Task instructions: Retype, word for word, each line between the lines holding "pennam: Same as above also fo me." and "Good Morning @pennam", inclusive, and leave the rest of the data alone.

═══ Data

PR #289, opened 2021-11-11
Fix OTA properties synchronization

pennam:
Switching to  ArduinoIoTCloud 1.3.0 from earlier version can lead to an OTA loop caused by bad synchronization of OTA_REQ property. The OTA loop occurs when the resulting CBOR message created calling sendPropertiesToCloud() is greater than 256 byte and thus it gets splitted in multiple parts. If the OTA variables are not synched within the firs part of the message the OTA process restart before the remainig properties are synched.

With this PR the OTA properties are synched all together within the same CBOR message ensuring a correct synchronization.

Updating an application builded with an ArduinoIoTCloud library < 1.3.0 with an OTA will still lead to an OTA process executed two times.

Thanks @eclipse1985 for spotting this.

/cc @zmoog

### DIFF
--- a/src/ArduinoIoTCloudTCP.cpp
+++ b/src/ArduinoIoTCloudTCP.cpp
@@ -34,7 +34,6 @@
 #endif
 
 #if defined(ARDUINO_PORTENTA_H7_M7) || defined(ARDUINO_PORTENTA_H7_M4)
-#  include <algorithm>
 #  include "tls/utility/SHA256.h"
 #  include <stm32h7xx_hal_rtc_ex.h>
 #  include <WiFi.h>
@@ -42,7 +41,7 @@
 
 #include "utility/ota/OTA.h"
 #include "utility/ota/FlashSHA256.h"
-
+#include <algorithm>
 #include "cbor/CBOREncoder.h"
 
 #include "utility/watchdog/Watchdog.h"
@@ -516,7 +515,7 @@ ArduinoIoTCloudTCP::State ArduinoIoTCloudTCP::handle_Connected()
         /* Clear the request flag. */
         _ota_req = false;
         /* Transmit the cleared error and request flags to the cloud. */
-        sendPropertiesToCloud();
+        sendOTAPropertiesToCloud();
         /* Call member function to handle OTA request. */
         onOTARequest();
       }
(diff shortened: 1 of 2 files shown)


src/ArduinoIoTCloudTCP.cpp
```diff
@@ -581,6 +580,30 @@ void ArduinoIoTCloudTCP::sendPropertiesToCloud()
...
+{
+  sendPropertyContainerToCloud(_property_container);
+}
+
+void ArduinoIoTCloudTCP::sendOTAPropertiesToCloud()
+{
+  PropertyContainer to_property_container;
+  PropertyContainer from_property_container = _property_container;
+
+  std::list<String> ota_property_list {"OTA_CAP", "OTA_ERROR", "OTA_SHA256", "OTA_URL", "OTA_REQ"};
```
aentinger, line 593: Minor nitpick: `ota_property_list` can be const, which does entail using `cbegin()`, `cend()` in `std::for_each` below, i.e.
```C++
std::list<String> const ota_property_list {"OTA_CAP", "OTA_ERROR", "OTA_SHA256", "OTA_URL", "OTA_REQ"};
  std::for_each(ota_property_list.cbegin(),
                ota_property_list.cend(),
/* ... */
```

src/ArduinoIoTCloudTCP.cpp
```diff
@@ -581,6 +580,30 @@ void ArduinoIoTCloudTCP::sendPropertiesToCloud()
...
 }
 
+void ArduinoIoTCloudTCP::sendPropertiesToCloud()
+{
+  sendPropertyContainerToCloud(_property_container);
+}
+
+void ArduinoIoTCloudTCP::sendOTAPropertiesToCloud()
+{
+  PropertyContainer to_property_container;
```
aentinger, line 590: Those 2 names (`to_property_container`, `from_property_container`) got me confused on the first time. How about naming them like:
* `to_property_container` -> `ota_property_container`
* `from_property_container` -> `full_property_container`

src/ArduinoIoTCloudTCP.cpp
```diff
@@ -581,6 +580,30 @@ void ArduinoIoTCloudTCP::sendPropertiesToCloud()
...
+  PropertyContainer from_property_container = _property_container;
```
aentinger, line 591: Also: Is it really necessary to copy the full property container here? Since you do not change it I don't see why you shouldn't be able to use `_property_container` in the `std::for_each` loop below.

aentinger (approved):
LGTM :+1: Minor nitpicks - use the feedback at your own caution - overall looks good :+1:

src/ArduinoIoTCloudTCP.cpp
pennam: That was also my intention, but doing so compiler is complaining...
```
/home/pennam/Arduino/libraries/ArduinoIoTCloud/src/ArduinoIoTCloudTCP.cpp: In member function 'void ArduinoIoTCloudTCP::sendOTAPropertiesToCloud()':
/home/pennam/Arduino/libraries/ArduinoIoTCloud/src/ArduinoIoTCloudTCP.cpp:596:19: error: capture of non-variable 'ArduinoIoTCloudClass::_property_container' 
                 [&_property_container, &to_property_container ] (String const & name)
                   ^~~~~~~~~~~~~~~~~~~
In file included from /home/pennam/Arduino/libraries/ArduinoIoTCloud/src/ArduinoIoTCloudTCP.h:27:0,
                 from /home/pennam/Arduino/libraries/ArduinoIoTCloud/src/ArduinoIoTCloudTCP.cpp:25:
/home/pennam/Arduino/libraries/ArduinoIoTCloud/src/ArduinoIoTCloud.h:147:23: note: 'PropertyContainer ArduinoIoTCloudClass::_property_container' declared here
     PropertyContainer _property_container;
                       ^~~~~~~~~~~~~~~~~~~
/home/pennam/Arduino/libraries/ArduinoIoTCloud/src/ArduinoIoTCloudTCP.cpp: In lambda function:
/home/pennam/Arduino/libraries/ArduinoIoTCloud/src/ArduinoIoTCloudTCP.cpp:598:45: error: 'this' was not captured for this lambda function
                   Property* p = getProperty(_property_container, name);
                                             ^~~~~~~~~~~~~~~~~~~
/home/pennam/Arduino/libraries/ArduinoIoTCloud/src/ArduinoIoTCloudTCP.cpp:598:45: error: invalid use of non-static data member 'ArduinoIoTCloudClass::_property_container'
In file included from /home/pennam/Arduino/libraries/ArduinoIoTCloud/src/ArduinoIoTCloudTCP.h:27:0,
                 from /home/pennam/Arduino/libraries/ArduinoIoTCloud/src/ArduinoIoTCloudTCP.cpp:25:
/home/pennam/Arduino/libraries/ArduinoIoTCloud/src/ArduinoIoTCloud.h:147:23: note: declared here
     PropertyContainer _property_container;
                       ^~~~~~~~~~~~~~~~~~~
```
I think the point is that `_property_container` is not a local variable, but this was actually my firs lambda expression so i'm not really sure. :sweat_smile:

aentinger: That one is easy :+1: you need to capture `this` within the lamda :wink: 
```C++
[this, &to_property_container ] (String const & name)
```

pennam: nice, I could have spent weeks trying to find this solution. Thanks Alex.  :rocket: 

Now i'm ready to fix it, merge everything and release a new library version.

PR #292, opened 2021-12-09
Minor change: Schedule example sketch: Fix supported boards list

pennam:
removing MKR WAN boards from the header of ArduinoIoTCloud-Schedule.ino example sketch because MKR WAN have no information about time so the scheduler wont work.


aentinger:
I've just taken a look and I think maybe use a "smaller" PR title, I was looking at my email and totally expected to see the removal of MKR WAN support from the AIOTC stack, but you are effectively removing a comment. Maybe "Minor Fix: Cleaning up documentation re MKR WAN/CloudSchedule" or smth like that.

pennam:
:cold_sweat: sure didn't though about it. I will reword also the commit message!

aentinger:
Thank you :bow: :wink:

PR #293, opened 2021-12-17
Avoid multivalue properties split

pennam:
Problem: 
with the current logic of `CBOR` message creation is actually possible that a multivalue property is splitted in two consecutive messages. This would break any multivalue property widget in create dashboard because is expected that all the values of the same multivalue property are updated at the same time.

Proposed solution:
Adding `CHECK_CBOR_MULTI` macro is possible to throw a `CborErrorTooManyItems` error when the whole multivalue property does not fit into the `CBOR` message. As a consequence the `CBOR` message is discarded (not sended to the cloud) and all the properties included in the discarded message and markes as `appended_but_not_sended` are scheduled for re-send. Furthermore the `encoded_properties_message_limit` is updated in order to send the correct number of properties to avoid re-trigger the error. The excluded property will be then sended in the next message. The same logic applies when the error occurs closing the `CBOR` container.

First run:
```
prop_a
prop_b
prop_c
multi_prop_d.1
multi_pror_d.2 <- CborErrorTooManyItems
```
Second run:
```
prop_a
prop_b
prop_c
```
Third run:
```
multi_prop_d.1
multi_pror_d.2 
...
```

Other changes:
Commits https://github.com/arduino-libraries/ArduinoIoTCloud/commit/eb41da82c0e31a7c8908216a2a695d985de93250  and https://github.com/arduino-libraries/ArduinoIoTCloud/commit/ab527a150f53dea7a408887f239a446db3ffadbe are addressing a different but in some way correlated issue. If the propety container has a number of high change rate properties in the first positions and this properties are filling the `CBOR` message buffer these high change rate properties are updated each 
`sendPropertiesToCloud` call leaving out the other properties.

This can be easily reproduced creating a sketch with 18 float properties and a loop like the one below. `atest_12` is never updated.

```
void loop() {
  ArduinoCloud.update();
 
      atest_0++;
      atest_1++;
      atest_2++;
      atest_3++;
      atest_4++;
      atest_5++;
      atest_6++;
      atest_7++;
      atest_8++;
      atest_9++;
      atest_A++;
      atest_B++;
      atest_C++;
      atest_D++;
      atest_E++;
      atest_F++;
      atest_10++;
      atest_11++;
      atest_12++;
      delay(500);
}
```
Lastly since i've added the `appended_but_not_sended` i've also included commit https://github.com/arduino-libraries/ArduinoIoTCloud/commit/14eb4799320eacd0ca9d967aa6a988935f97c8d4 that does not change any behaviour of the library, but it makes a bit clear that we need to echo back the received properties to the cloud even if unchanged.

/cc @eclipse1985


src/cbor/CBOREncoder.cpp
```diff
@@ -45,24 +46,68 @@ CborError CBOREncoder::encode(PropertyContainer & property_container, uint8_t *
...
+  if(current_property_index >= property_container.size())
+    current_property_index = 0;
+
+  PropertyContainer::iterator iter = property_container.begin();
+  std::advance(iter, current_property_index);
+
+  for(; iter != property_container.end(); iter++)
+  {
+    Property * p = * iter;
+    bool maximum_number_of_properties_reached = (num_encoded_properties >= encoded_properties_message_limit) && (encoded_properties_message_limit != -1);
```
aentinger, line 61:
```suggestion
    bool const maximum_number_of_properties_reached = (num_encoded_properties >= encoded_properties_message_limit) && (encoded_properties_message_limit != -1);
```
Use [const-correctness](https://isocpp.org/wiki/faq/const-correctness#overview-const) as much as possible :wink:

src/cbor/CBOREncoder.cpp
```diff
@@ -45,24 +46,68 @@ CborError CBOREncoder::encode(PropertyContainer & property_container, uint8_t *
...
+    bool cbor_encoder_error = (error != CborNoError);
```
aentinger, line 62:
```suggestion
    bool const cbor_encoder_error = (error != CborNoError);
```
Same as above. Btw, I love it that you are "encoding" the meaning of a boolean operation in the name of the boolean variable. Makes the if statement below so much more easily readable.

src/cbor/CBOREncoder.cpp
```diff
@@ -45,24 +46,68 @@ CborError CBOREncoder::encode(PropertyContainer & property_container, uint8_t *
...
+
+  if(current_property_index >= property_container.size())
+    current_property_index = 0;
+
+  PropertyContainer::iterator iter = property_container.begin();
+  std::advance(iter, current_property_index);
+
+  for(; iter != property_container.end(); iter++)
+  {
+    Property * p = * iter;
```
aentinger, line 60: I'm trying to make up my mind whether or not this "duplication" of `iter` is really necessary. Possibly if you rename `iter` to `prop_iter` and then access via `(*prop_iter)->`. Granted, this syntax (`(*exp)->`) is somewhat ugly. I leave it for you to decide :shrug:

src/cbor/CBOREncoder.cpp
```diff
@@ -45,24 +46,68 @@ CborError CBOREncoder::encode(PropertyContainer & property_container, uint8_t *
...
+    /* Trim the number of properties to be included in the next message to avoid multivalue property split */
+    encoded_properties_message_limit = num_encoded_properties;
     return error;
+  }
+
+  error = cbor_encoder_close_container(&encoder, &arrayEncoder);
+  if (CborNoError != error)
+  {
+    /* Trim the number of properties to be included in the next message to avoid error closing container */
+    encoded_properties_message_limit = num_encoded_properties - 1;
```
aentinger, line 87: The change feels like it uses `encoded_properties_message_limit` as both counter AND status variable. Can you think of a way to change the PR to `encoded_properties_message_limit` only as a counter (and possibly rename it) and use a boolean variable to cover the cases `CBOR_ENCODER_NO_PROPERTIES_LIMIT` and `-1`. If `num_encoded_properties - 1` is also a valid state than this should be encoded as a [FSM](https://en.wikipedia.org/wiki/Finite-state_machine) making the states and state transitions explicit. Right now states and state transitionings are hidden in the business logic and really hard to see.

aentinger (commented):
I think my most important feedback it to try and redesign the encoding logic into a FSM with named states, so that it's very clear in which state you are at all times and also the transitioning paths between the states are clearly visible. For a sample FSM pattern see [here](https://github.com/arduino-libraries/ArduinoIoTCloud/blob/master/src/ArduinoIoTCloudTCP.cpp#L318-L328). :bow: As always it's up to you to act on my feedback, please see it as a recommendation, not a request.

pennam:
> I think my most important feedback it to try and redesign the encoding logic into a FSM with named states, so that it's very clear in which state you are at all times and also the transitioning paths between the states are clearly visible. For a sample FSM pattern see [here](https://github.com/arduino-libraries/ArduinoIoTCloud/blob/master/src/ArduinoIoTCloudTCP.cpp#L318-L328). bow As always it's up to you to act on my feedback, please see it as a recommendation, not a request.

got it! i will take some time to think about it, but i agree that splitting the encoding process in basic operation would make the code more readable and the logic more explicit!. Thanks.

aentinger:
Great :+1: There's one thing that came to my mind additionally, which is that I'd suggest to capture the desired "output" within a unit test, i.e. you replicate your scenario where a multi-value property would be cut off, but isn't due to this change. Then you've got a much easier time refactoring this code, since you can run the tests after every change and be assured, that everything is still working as it should :wink:

src/cbor/CBOREncoder.cpp
pennam: Fixed. https://github.com/arduino-libraries/ArduinoIoTCloud/pull/293/commits/eedffb304d4fd5a1890e7f030080a5f23d49cad3

src/cbor/CBOREncoder.cpp
pennam: Same as above also fo me.

src/cbor/CBOREncoder.cpp
pennam: I personally i don't like either of them, but i like a little bit more `Property * p = * iter;` despite the variable duplication.

pennam:
> Great +1 There's one thing that came to my mind additionally, which is that I'd suggest to capture the desired "output" within a unit test, i.e. you replicate your scenario where a multi-value property would be cut off, but isn't due to this change. Then you've got a much easier time refactoring this code, since you can run the tests after every change and be assured, that everything is still working as it should wink

Added a test here https://github.com/arduino-libraries/ArduinoIoTCloud/pull/293/commits/c620ad12c5e29bb8ca2ecefe38ff13556b9f204e

pennam:
Hi @aentinger did you had a chance to look at this commit https://github.com/arduino-libraries/ArduinoIoTCloud/pull/293/commits/eedffb304d4fd5a1890e7f030080a5f23d49cad3

aentinger:
Good Morning @pennam ☕ :wave:
I did look at the commit you referenced above and also at the complete PR. I feel a bit guilty like I intentionally misled you with my feedback, because now I'm going to ask you to cut a bit back on the states within your state machine. Basically the only states that need to be distinct states are the ones that can fail during a single execution of `CborEncoder::encode`.

An example: Neither `handle_InitPropertyEncoder()` nor `handle_OpenCBORContainer()` can fail, consequently they could be grouped in one state(`EncoderState::Prepare`)/function `handle_Prepare()`, i.e.
```C++
void handle_Prepare()
{
  handle_InitPropertyEncoder(propertyEncoder);
  handle_OpenCBORContainer(propertyEncoder, data, size);
  /* ... */
}
```
Otherwise you are pretty much there.

src/ArduinoIoTCloudLPWAN.cpp
```diff
@@ -149,8 +149,9 @@ void ArduinoIoTCloudLPWAN::sendPropertiesToCloud()
 {
   int bytes_encoded = 0;
   uint8_t data[CBOR_LORA_MSG_MAX_SIZE];
+  static unsigned int last_checked_property_index = 0;
```
aentinger, line 152: This now is where you save the state for the `CBOREncoder::encode` state machine. I'd suggest to rather store it as a protected (not private, because both `ArduinoIoTCloudLPWAN` and `ArduinoIoTCloudTCP` need to access it) **member variable** of class `ArduinoIoTCloud`. Otherwise you've just created a hidden state variable. In my experience, everything that controls state in a C++ class should be listed as a member in the class body.

library.properties
```diff
@@ -1,5 +1,5 @@
 name=ArduinoIoTCloud
-version=1.3.1
+version=1.4.0
```
aentinger, line 2: Do you bump the library version number in this PR? It's of course possible, but the/my ususal flow is to merge the PR, than make a dedicated "release" commit.

src/ArduinoIoTCloudTCP.cpp
```diff
@@ -596,12 +596,14 @@ void ArduinoIoTCloudTCP::sendPropertyContainerToCloud(PropertyContainer & proper
 
 void ArduinoIoTCloudTCP::sendPropertiesToCloud()
 {
-  sendPropertyContainerToCloud(_property_container);
+  static unsigned int last_checked_property_index = 0;
```
aentinger, line 599: Again, this is hidden state. Please consider moving it to the class body.

src/cbor/CBOREncoder.cpp
aentinger: Works for me 👍 😉

aentinger (changes requested):
We are getting there, only cosmetic changes are left 😉

library.properties
pennam: ups, this was due to a wrong rebase, 1.4.0 is already released

src/ArduinoIoTCloudLPWAN.cpp
pennam: now i got it! plese see https://github.com/arduino-libraries/ArduinoIoTCloud/pull/293/commits/5576a608dba2186e87c8cdc8f8f81be42a0687fd

pennam:
> An example: Neither `handle_InitPropertyEncoder()` nor `handle_OpenCBORContainer()` can fail, consequently they could be grouped in one state(`EncoderState::Prepare`)/function `handle_Prepare()`, i.e.

I did not group this two states because even if they cannot fail they are doing different things. `InitPropertyEncoder` is called only at the beginning of each property chunck and is resetting `encoded_property_limit` counter and `property_limit_active` flag. `OpenCBORContainer` is called after `InitPropertyEncoder`, but also after `TrimAppend` and `TrimClose` and in this case we don't want to reset the conter and the flag.

I've grouped `FinishAppend` and `AdvancePropertyContainer` instead. See https://github.com/arduino-libraries/ArduinoIoTCloud/pull/293/commits/78b31586b9117d5483704902ea38543220f10ad1

aentinger:
Makes sense :+1: Thank you very much for acting on my feedback :bow:.

aentinger (approved):

pennam:
> Makes sense +1 Thank you very much for acting on my feedback bow.

Thanks for your help @aentinger :muscle:

PR #297, opened 2022-01-12
Thing id discovery protocol

pennam:
The Goal of this PR is to remove the hardcoded thing_id from the sketch and improve OTA flow.

Properties spit:
 - Propetries are splitted in device_properties and thing_properties with 2 separate containers.
 - Thing configuration and OTA will use device_properties.
 - User data will use thing_properties.

Thing_id: 
 - No hardcoded thing_id, the board will receive the thing_id from the cloud after subscribing to device_id topic.
 - After receiving the thing_id the general flow is unchanged and the board will start listen on thing_shadow_topic for LastValues and on thing_input_topic for InputValues.

OTA flow:
 - Send OTA_CAP, OTA_ERROR, and OTA_SHA256 as soon as connected to the broker to close any pending OTA process.
 - Use a dedicated topic for OTA and thing configuration.

https://github.com/arduino-libraries/ArduinoIoTCloud/pull/297/commits/f2d0bdf315366e9d0f97ae9844d3c76cdf9662c4 and https://github.com/arduino-libraries/ArduinoIoTCloud/pull/297/commits/93057615f25944728c557c2ece32ba89ea4c03ef are here only for testing purpose and will be dropped before merging.

Thing ID configuration :heavy_check_mark: 
Attach/Detach action 
OTA :heavy_check_mark: 
Deferred OTA :heavy_check_mark:


src/ArduinoIoTCloudTCP.cpp
```diff
@@ -763,14 +763,16 @@ void ArduinoIoTCloudTCP::sendPropertiesToCloud()
 }
 
 #if OTA_ENABLED
-void ArduinoIoTCloudTCP::sendOTAPropertiesToCloud()
+void ArduinoIoTCloudTCP::sendOTAPropertiesToCloud(bool include_ota_req)
```
aentinger:
```diff
-bool include_ota_req
+bool const include_ota_req
```
Minor suggestions, basically just use [const-correctness](https://isocpp.org/wiki/faq/const-correctness) as much as possible.

src/ArduinoIoTCloudTCP.cpp
```diff
@@ -763,14 +763,16 @@ void ArduinoIoTCloudTCP::sendPropertiesToCloud()
...
 {
   PropertyContainer ota_property_container;
   unsigned int last_ota_property_index = 0;
 
-  std::list<String> const ota_property_list {"OTA_CAP", "OTA_ERROR", "OTA_SHA256"};
-  std::for_each(ota_property_list.cbegin(),
-                ota_property_list.cend(),
+  std::list<String> ota_property_list {"OTA_CAP", "OTA_ERROR", "OTA_SHA256"};
+  if (include_ota_req)
```
aentinger: I'd suggest to either enclose the expression below within braces, i.e.
```C++
if (include_ota_req) {
  ota_property_list.push_back("OTA_REQ");
}
```
or to leave one free line below the statement before and the statement after. Otherwise one get's all expressions clustered up and its not easy to see what belongs to the if statement and what not.

src/ArduinoIoTCloudTCP.cpp
```diff
@@ -69,6 +69,11 @@ extern "C" void updateTimezoneInfo()
   ArduinoCloud.updateInternalTimezoneInfo();
 }
 
+extern "C" void setThingIdOutdated()
```
aentinger, line 72: Where is this function called? Why is there an `extern "C"` declaration necessary? (Looks like it's passed to C code as a callback function).

src/ArduinoIoTCloudTCP.cpp
```diff
@@ -497,16 +501,13 @@ ArduinoIoTCloudTCP::State ArduinoIoTCloudTCP::handle_CheckDeviceConfig()
...
 
-  if(getThingIdOutdatedFlag())
+  if(_deviceSubscribedToThing == true)
   {
-    if(_deviceSubscribedToThing == true)
-    {
-      /* Unsubscribe from old things topics and go oi with a new subsctiption */
-      _mqttClient.unsubscribe(_shadowTopicIn);
-      _mqttClient.unsubscribe(_dataTopicIn);
+    /* Unsubscribe from old things topics and go oi with a new subsctiption */
```
aentinger: Typo in comment, `oi` -> `on` (I guess).

src/ArduinoIoTCloudTCP.cpp
```diff
@@ -585,24 +726,33 @@ void ArduinoIoTCloudTCP::handleMessage(int length)
...
     DEBUG_VERBOSE("ArduinoIoTCloudTCP::%s [%d] last values received", __FUNCTION__, millis());
-    CBORDecoder::decode(_property_container, (uint8_t*)bytes, length, true);
-    sendPropertiesToCloud();
+    CBORDecoder::decode(_thing_property_container, (uint8_t*)bytes, length, true);
     _time_service.setTimeZoneData(_tz_offset, _tz_dst_until);
     execCloudEventCallback(ArduinoIoTCloudEvent::SYNC);
     _last_sync_request_cnt = 0;
     _last_sync_request_tick = 0;
-    _state = State::Connected;
+    _next_state = State::Connected;
```
aentinger, line 751: Is it really necessary to hold `_next_state` as a private member variable and therefore make it part of the overall state of an `ArduinoIoTCloudTCP` object? I'm sceptical of any additional member variable since each member variable equals at least two (bool) or many more possible states. Therefore many member variables equal exploding state space which makes it more easy to introduce new bugs and more hard to test all possible state transition paths.

src/ArduinoIoTCloudTCP.cpp
```diff
@@ -661,18 +661,18 @@ ArduinoIoTCloudTCP::State ArduinoIoTCloudTCP::handle_Connected()
         /* Clear the request flag. */
         _ota_req = false;
         /* Transmit the cleared request flags to the cloud. */
-        sendClearedOTARequestToCloud();
+        sendDevicePropertyToCloud("OTA_REQ");
```
aentinger, line 677: I love this commit. Reducing code size while increasing readability. Top work! :bow:

src/ArduinoIoTCloudTCP.cpp
```diff
@@ -256,8 +256,8 @@ int ArduinoIoTCloudTCP::begin(bool const enable_watchdog, String brokerAddress,
   addPropertyReal(_ota_cap, _device_property_container, "OTA_CAP", Permission::Read);
   addPropertyReal(_ota_error, _device_property_container, "OTA_ERROR", Permission::Read);
   addPropertyReal(_ota_img_sha256, _device_property_container, "OTA_SHA256", Permission::Read);
-  addPropertyReal(_ota_url, _device_property_container, "OTA_URL", Permission::ReadWrite).onSync(CLOUD_WINS);
-  addPropertyReal(_ota_req, _device_property_container, "OTA_REQ", Permission::ReadWrite).onSync(CLOUD_WINS);
+  addPropertyReal(_ota_url, _device_property_container, "OTA_URL", Permission::ReadWrite);
```
aentinger, line 260: This is removed why? Because now the updating of the values are enforced by discrete functions during the normal program flow?

src/ArduinoIoTCloudTCP.cpp
```diff
@@ -426,9 +425,7 @@ ArduinoIoTCloudTCP::State ArduinoIoTCloudTCP::handle_SendDeviceProperties()
     return State::Disconnect;
   }
 
-#if OTA_ENABLED
```
aentinger: Will this be a problem for devices which do not support OTA, i.e. MKR 1000, MKR GSM 1400, ... ?

aentinger (commented):
This PR is quite hard for me to review due to lack of knowledge of the background info re thing id update, consequently the value of my advice is probably limited. Nonetheless, here are a couple of thoughts :bow:.

src/ArduinoIoTCloudTCP.cpp
pennam: Yes you are right, this was added to support deferred ota some tima ago. But with this new flow is noy needed anymore.
To keep OTA_URL and OTA_REQ in sync with the cloud we proceed like this:
1 - The device sends to the cloud  OTA_CAP, OTA_ERROR and OTA_SHA
2 - The device subscribes to the device topic
3 - Cloud replies with THING_ID OTA_REQ and OTA_URL

src/ArduinoIoTCloudTCP.cpp
pennam: Thanks :muscle:

src/ArduinoIoTCloudTCP.cpp
pennam: This function is used as callback function fot the update event of the `_thing_id` property. Each time a new thing_id value is received this function is called to restart a new configuration process. It should not be necessary, i think i've copy pasted from 

`extern "C" void updateTimezoneInfo()`

that i have again copy pasted from

`extern "C" unsigned long getTime()`

but i think it is safe to remove all three `extern "C"` declarations

src/ArduinoIoTCloudTCP.cpp
pennam: i'll stick a post-it on my monitor so i will not forget it anymore :sweat_smile:

pennam: i'm lucky enough this change was outdated and not included in the final changes

src/ArduinoIoTCloudTCP.cpp
pennam: I think that also this line is outdated and not part of the final changes, but this made me doublecheck the code because after your question i was a bit unsure about it, so thanks.

In the final changes there are two versions of the `sendDevicePropertiesToCloud()` the first one sends all the device properties and it is availabe for all boards, the second one accept a string as input to send one property at time ad is used and availabe only for boards supporting OTA.

src/ArduinoIoTCloudTCP.cpp
aentinger: Allright, but where is this function registered as a callback?

src/ArduinoIoTCloudTCP.cpp
pennam: fully agree, this was part of the initial changes i've done to support OTA with this new flow, then i've changed this function in this commit https://github.com/arduino-libraries/ArduinoIoTCloud/pull/297/commits/e6b252c280d27929e9d0eeb1995d4cf29dd624e1 and again here https://github.com/arduino-libraries/ArduinoIoTCloud/pull/297/commits/98ed735b7136c7acbc22cd633424848be62da1d4

src/ArduinoIoTCloudTCP.cpp
pennam: yes, it was already fixed here https://github.com/arduino-libraries/ArduinoIoTCloud/pull/297/commits/defe4dd583f8fa16ccd286f7ff63b4e732ec670e i know it has nothig to do with delay macros... i will create a separate commit and squash it to the original one

src/ArduinoIoTCloudTCP.cpp
pennam: need to doublecheck, but i'm quite confident this commit can be dropped, because `State::CheckDeviceConfig` logic as changed after this commit.

src/ArduinoIoTCloudTCP.cpp
pennam: Here https://github.com/arduino-libraries/ArduinoIoTCloud/pull/297/commits/db3e9433c612998ddf0a0c3e9f3027a446d9c588 i think i've messed up a bit rebasing this firsts commits. I'll fix it keeping 

`  addPropertyReal(_thing_id, _device_property_container, "thing_id", Permission::ReadWrite)` in the first and adding

`onUpdate(setThingIdOutdated);` in the second one

pennam: I've also added a new commit to remove the extern `"C" declaration` see https://github.com/arduino-libraries/ArduinoIoTCloud/pull/297/commits/0541f7bbd19214c4a1402d20631786ff4b8e722c

src/ArduinoIoTCloudTCP.cpp
pennam: Removed the fix from here https://github.com/arduino-libraries/ArduinoIoTCloud/commit/defe4dd583f8fa16ccd286f7ff63b4e732ec670e and squashed directly here https://github.com/arduino-libraries/ArduinoIoTCloud/pull/297/commits/a0916cdce61fd0ab264358dbff68328eea8eeb56

src/ArduinoIoTCloudTCP.cpp
pennam: i've dropped this commit since at the end of the whole work it wasn't necessary.

pennam:
i've found a stray debug print, in the first commit so i will force push again in a while

pennam:
dropping https://github.com/arduino-libraries/ArduinoIoTCloud/pull/297/commits/912b06868d8e4f144fa4477de4f805ea99996c65 and force-pushing again since setThingId() it is still needed for LORA device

══════

Response area:
pennam: Same as above also fo me.

src/cbor/CBOREncoder.cpp
pennam: I personally i don't like either of them, but i like a little bit more `Property * p = * iter;` despite the variable duplication.

pennam:
> Great +1 There's one thing that came to my mind additionally, which is that I'd suggest to capture the desired "output" within a unit test, i.e. you replicate your scenario where a multi-value property would be cut off, but isn't due to this change. Then you've got a much easier time refactoring this code, since you can run the tests after every change and be assured, that everything is still working as it should wink

Added a test here https://github.com/arduino-libraries/ArduinoIoTCloud/pull/293/commits/c620ad12c5e29bb8ca2ecefe38ff13556b9f204e

pennam:
Hi @aentinger did you had a chance to look at this commit https://github.com/arduino-libraries/ArduinoIoTCloud/pull/293/commits/eedffb304d4fd5a1890e7f030080a5f23d49cad3

aentinger:
Good Morning @pennam ☕ :wave:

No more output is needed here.